I know it stinks, but do 1 thing at a time. I'm still running the stock primary weights and spring, Yellow Cat 2ndary @ 60°.

I was getting about 8900-9000 hard pack and 8500-8600 spring powder @ 9000 ft with this setup. I put on a 2 bros. muffler and set the CO's to +50. Now at 9100-9150 hardpack and 8700-8800 spring powder.

With the CO's at this level, it kinda idles rough - but it'll take a 900 1M cat in the powder and across the lake. I have a little more to go, but I'm happy as heck now!

IMHO the Cat red / white has a bit too much side pressure - I smoked a belt with one, however it may work with a reduction of primary weight.

Just my 1¢ (can't afford 2¢!:D)
 
Just wondering if anyone has tried polaris weights, the seem to have the profile some are talking about beefy middle, less on tip. I got got a set of 64gram, gonna try them out with stock secondary spring and ac red/white. What do you guys think? 6-9k ft.
 
ok, am an idiot....just came off a rev, know that clutch system, but dont know this one...


just ordered the yellow spring..not sure on what is meant by the degrees thing? is that the settings on the 12345 settings?

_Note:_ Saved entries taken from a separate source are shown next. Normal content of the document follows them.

PR #2385, opened 2021-07-16
Fix: Prevent updating game library entries during library update when no data has changed. Fixes #2384

### LINKED ISSUE #2384: Prevent Playnite from updating game database file when new data is not different on library update
**Describe the bug**
Updating a library will cause Playnite to update all game database files, even when the new data has no changes from the current data.

Currently, it has been confirmed that the `IsInstalled` property is updated everytime even when there is no change.

**To Reproduce**
Update any game library.

darklinkpower:
Fix: Prevent updating game library entries during library update when no data has changed. Fixes #2384

I have verified that:

### DIFF
--- a/source/Playnite/Database/GameDatabase.cs
+++ b/source/Playnite/Database/GameDatabase.cs
@@ -1065,8 +1065,8 @@ namespace Playnite.Database
                             existingGame.IsInstalled = newGame.IsInstalled;
                             existingGameUpdated = true;
                         }
-                        
-                        if (existingGame.InstallDirectory.Equals(newGame.InstallDirectory, StringComparison.OrdinalIgnoreCase) == false)
+
+                        if (string.Equals(existingGame.InstallDirectory, newGame.InstallDirectory, StringComparison.OrdinalIgnoreCase) == false)
                         {
                             existingGame.InstallDirectory = newGame.InstallDirectory;
                             existingGameUpdated = true;
--- a/source/Playnite/Database/GameDatabase.cs
+++ b/source/Playnite/Database/GameDatabase.cs
@@ -1059,34 +1059,61 @@ namespace Playnite.Database
                     }
                     else
                     {
-                        existingGame.IsInstalled = newGame.IsInstalled;
-                        existingGame.InstallDirectory = newGame.InstallDirectory;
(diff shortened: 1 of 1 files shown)


source/Playnite/Database/GameDatabase.cs
```diff
@@ -1059,34 +1059,60 @@ public List<Game> ImportGames(LibraryPlugin library, bool forcePlayTimeSync, ILi
...
-                        existingGame.IsInstalled = newGame.IsInstalled;
-                        existingGame.InstallDirectory = newGame.InstallDirectory;
+                        var existingGameUpdated = false;
+                        if (existingGame.IsInstalled != newGame.IsInstalled)
+                        {
+                            existingGame.IsInstalled = newGame.IsInstalled;
+                            existingGameUpdated = true;
+                        }
+                        
+                        if (existingGame.InstallDirectory.Equals(newGame.InstallDirectory, StringComparison.OrdinalIgnoreCase) == false)
```
JosefNemec, line 1069: This will throw if `InstallDirectory` is null.

source/Playnite/Database/GameDatabase.cs
```diff
@@ -1059,34 +1059,60 @@ public List<Game> ImportGames(LibraryPlugin library, bool forcePlayTimeSync, ILi
...
+                        {
+                            existingGame.InstallDirectory = newGame.InstallDirectory;
+                            existingGameUpdated = true;
+                        }
+                        
                         if (existingGame.PlayAction == null || existingGame.PlayAction.IsHandledByPlugin)
                         {
-                            existingGame.PlayAction = newGame.PlayAction;
+                            if (existingGame.PlayAction != newGame.PlayAction)
```
JosefNemec, line 1077: GameAction object doesn't implement != operator, so this check will not work and always will be false.

source/Playnite/Database/GameDatabase.cs
darklinkpower: Fixed by using `string.Equals` method instead.

darklinkpower:
Only remaining issue is the check of the `PlayAction` but as discussed on discord will be ignored for now since they are handled differently in Playnite 9.

PR #2438, opened 2021-09-04
Devel: add linux and mac platforms

grnassar:
I have verified that:

Edits to use new PN9 MetadataSpecProperty-based platforms listing throughout:
- change an instance of MetadataName to MetadataSpec
- add mac and linux platforms (naming and ID taken from IGDB's platforms info)


source/Tools/Playnite.Toolbox/Playnite.Toolbox.csproj
```diff
@@ -71,10 +71,6 @@
       <Link>Templates\Themes\Fonts\icofont.ttf</Link>
       <CopyToOutputDirectory>PreserveNewest</CopyToOutputDirectory>
     </None>
-    <None Include="..\..\..\references\Fonts\PlayStation4.ttf">
-      <Link>Templates\Themes\Fullscreen\Fonts\PlayStation4.ttf</Link>
```
JosefNemec, line 75: Really? Just removing files from a project without any comment or anything?

source/Playnite/Emulation/Platforms.yaml
```diff
@@ -376,6 +376,16 @@
   IgdbId: 6
   Emulators: [pcem, scummvm]
 
+- Name: Linux
```
JosefNemec, line 379: This should be imho `PC (Linux)` for consistency and mac should be `Macintosh`.

source/Tools/Playnite.Toolbox/Playnite.Toolbox.csproj
grnassar: Oof. My bad. Actually, *you* deleted the file! Check your repo -- the files don't exist. It just hadn't been removed from the .csproj, and the fact that it still shows up in .csproj breaks any build done from scratch.  So either the file needs to be readded or the .csproj does need to be changed.  But *neither* one of those obviously belongs in this pull request. I thought I'd branched off those changes separately but apparently I didn't.

source/Playnite/Emulation/Platforms.yaml
grnassar: I'm fine with that.  I just used the naming that IGDB used, as I thought that's what you were going for.  It uses "PC (Windows)" and "PC (DOS)", but "Linux" and "Mac" rather than "PC (Linux)" and "Macintosh".  Those are obviously all just arbitrary choices, so it's all the same to me as long as the types themselves are included.

Due to the error I caught above (re: not having submitted this off its own branch, and therefore it including other random stuff) I'll retract this PR and resubmit.  Unless you want to just insert the two types in yourself, certainly fine by me too.

source/Tools/Playnite.Toolbox/Playnite.Toolbox.csproj
JosefNemec: https://github.com/JosefNemec/Playnite/wiki/Building#fullscreen-mode-development

This applies to Toolbox as well since it's handling Fullscreen templates.

source/Playnite/Emulation/Platforms.yaml
JosefNemec: We don't use names from IGDB, so I don't see why we should use it for these two. If some match with what's on IGDB, it's just a coincidence. Most of the naming is based on what libretrodb uses.

grnassar: Sounds good to me.  Like I said, it's all just arbitrary choices.  I had assumed IGDB since the current ones all match it exactly. (Libretro, to my knowledge, doesn't have PC/Windows/Linux/Mac platforms specified *at all*; it does have a DOS platform, but while ours and IGDB's is called "PC (DOS)" libretro's is just called "DOS".)

I should have this updated in a few minutes.

source/Tools/Playnite.Toolbox/Playnite.Toolbox.csproj
grnassar: Link for the resources in that page leads to a page that says:
"Unfortunately, Xbox One & PlayStation 4 Buttons Pack is no longer available."

Perhaps the right solution, then, is to take Toolbox out of the default build and let folks enable it if they need it.  Probably beats breaking a default build from a fresh Git pull, I'd think.  (And the dependency of Toolbox on those font assets should also be mentioned in the build doc; Toolbox is never mentioned in the build doc at all, and I know I haven't even used Toolbox and have never even had the need to find out what it does, so I definitely wouldn't know that it's "handling Fullscreen templates" and wouldn't have any way to directly find out.  In the end, the fact that a from-scratch clean build would break due to a dependency on a dev tool I've never used nor needed to would seem to imply *something* there needs fixing one way or the other.)

Regardless, this has been pulled out of this PR.  It certainly doesn't belong here.

source/Playnite/Emulation/Platforms.yaml
grnassar: Just to make sure: "Macintosh" and not "MacOS" and/or "OS X"?  Again, it's just a personal choice; just wanted to present the option.  (I have a Mac that runs Linux on it, so whatever software I run on it would fall under both platforms "PC (Linux)" and "Macintosh" -- or neither, perhaps? Who knows, this platform stuff is messy no matter what. Hence arbitrary choices) :)

grnassar: Renamed as requested.

JosefNemec: I don't know, it's arbitrary. If we were to go by the current naming, then it should be "macOS" :)

JosefNemec:
Btw this was not tested in the actual application! There's a typo I missed during the review and it prevents platforms to be deserialized properly. Test you changes!!!! There's a reason why we have that step in PR template.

if so, how do you get to 60 degrees like motopsycho suggests?

got pics?
 
Your helix has holes numbered 0/3/6/9 and the clutch has holes 1/2/3 match them up to make your combo.....just rem. with a cat sec spring you will not want more than 0/1 or 0/2 and ONLY if your spring is sacked0/3
 
Your helix has holes numbered 0/3/6/9 and the clutch has holes 1/2/3 match them up to make your combo.....just rem. with a cat sec spring you will not want more than 0/1 or 0/2 and ONLY if your spring is sacked0/3

cool, how does that match up to the degrees thing? for instance above where he mentions that yellow spring...
 
just loosened my secondary for grins and went horrible dragon 800 was staing with me on pulls course I had no hook up outta the hole think i went 1/3 toady have to look at it. but one hole tighter was pulling alot more speed
 
cool, how does that match up to the degrees thing? for instance above where he mentions that yellow spring...

if you add the #'s together... like 3 on the outer, and 2 on the inner you are at 50° (3+2=5, or 50°)


Or 6 on the outer and 1 on the inner is 70° (Stock setting)

The #'s on the inner can be very hard to read as Yamaha has apparently not updated their casting molds for many years. That is where the above posts will come in handy!

BTW, I have four, 70+ mile rides with the cat yellow @ 60° and it is working like a charm! If you use the red / white I would not exceed 10°, but the yellow will handle a lot more torsion! (degrees of twist)

|
 
Last edited:
Anyone reading this thread, that is running stock clutching (on a stock Nytro), is getting beat up. Stock clutch setup was crap, for the MTX Nytro.

If the clutching changes that much, after break-in, then yamaha should make note of that in the manual, and suggest changes, according to engine mileage. The demo (used) sleds ran like raped apes, the new sleds were dogs.

There were a lot of yami newbies out there, that didn't like their new sleds, because of it.
 
if you add the #'s together... like 3 on the outer, and 2 on the inner you are at 50° (3+2=5, or 50°)


Or 6 on the outer and 1 on the inner is 70° (Stock setting)

The #'s on the inner can be very hard to read as Yamaha has apparently not updated their casting molds for many years. That is where the above posts will come in handy!

BTW, I have four, 70+ mile rides with the cat yellow @ 60° and it is working like a charm! If you use the red / white I would not exceed 10°, but the yellow will handle a lot more torsion! (degrees of twist)

|



THANK YOU!!!!!

knew it would be something simple like that, appreciate it greatly, have the yellow spring coming in tomorrow, and will slap her in htere tomorrow...
 
Could the guys that are posting there setups/results put in their location? Might keep a noob like me from trying a high altitude setup in the lower elevations that I ride in.

Thanks much, hope to do some tuning and testing this weekend.